“Don’t talk to strangers!” For many of us, it was the golden rule of childhood. We grew up warned of “stranger danger” to keep us safe, but now that we’re adults we have to relearn to be open to new experiences.
Kio Stark, the author of When Strangers Meet, is a big believer in talking to strangers. She will talk to a guy on the subway reading today’s news on his phone, a dog walker out for a moonlit stroll, or a lady with gorgeous shoes sharing her elevator. As she said in her Ted talk, “I know that not every stranger on the street has the best intentions. It is good to be friendly, and it’s good to learn when not to be, but none of that means we have to be afraid.”

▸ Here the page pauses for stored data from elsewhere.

PR #184, opened 2025-01-15
Implement gmm with Enzyme.

athas:
I figured out why my first attempt didn't work. Instead of reading the rather austere documentation, I thought about how it *should* work (somehow passing in a nonzero seed vector for the cotangents) and looked for a way to do something that looks like that.

### DIFF
--- a/tools/enzyme/.gitignore
+++ b/tools/enzyme/.gitignore
@@ -1,2 +1,3 @@
 *.o
 /run_hello
+/run_gmm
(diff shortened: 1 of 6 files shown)


samestep (approved):
Sweet!

So, if

> somehow passing in a nonzero seed vector for the cotangents

wasn't the answer, what was?

athas:
That *was* the answer, and I was confused about this was never talked about in any of the Enzyme documentation. It focuses too much on magical "it just works" pattern matching without describing the underlying mechanisms, so I eventually just assumed that the underlying mechanisms would be sensible.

In her Ted talk, she also elaborates why talking to strangers is beneficial. Here are six reasons we extracted:
Sense More and Judge Less
Human brains are wired to assign other people into categories, like “stranger.” When making decisions, we rely on these categories as a shortcut for learning about people; however, when you start really talking to “strangers,” you will start to see them as real individuals. Doing so can help others break out of their categorization habits too.
Walking through city streets people often feel lonely. Talking to strangers can alleviate that. Researchers have found that people often feel more comfortable being honest and open about their inner selves with strangers than they do with their friends and families. Opening up to strangers can make it easier for you to be truthful to yourself and others.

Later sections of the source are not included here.